• _Goal of the exercise_: Which lines of the entries contain the string "adding"? Copy each of them.

(Dataset entries)
+-------+
PR #151, opened 2019-04-13
Notebook history

camenpihor:
# This PR will include

* adding notebook history, if possible
* adding author, created at, last run date to notebooks


camenpihor:
@aloctavodia @tyarkoni this is a WIP PR for trying to get the notebook history, and I wanted a place to receive advice or thoughts on that task. 

All the notebooks except `shooter_crossed_random_ANOVA.ipynb` and `ANES_logistic_regression.ipynb` have a git blame that goes back to their creation (so they retain their history), but the two mentioned above don't have this. Also, despite having a git blame that goes back to the notebooks' creation a while ago, they all list only me as the contributor, do either of you have thoughts on this?

camenpihor:
In a separate branch I tried checking out the code before the documentation merge, and use `git mv` to move the notebooks, but it results in the same thing we are experiencing now (only a single contributor, but a git blame retains the history)

camenpihor:
What do y'all think I should try next?

If we can't think of anything, would you rather:

1. not have `docs/notebooks` which might mean no notebooks in documentation? (<- unsure about this), and re-merge the old notebooks back into `examples/` which does preserve their history, albeit we can't move them still.
2. leave the notebooks where they are and just add author?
+-------+
• _Solution to this exercise_:
* adding notebook history, if possible
* adding author, created at, last run date to notebooks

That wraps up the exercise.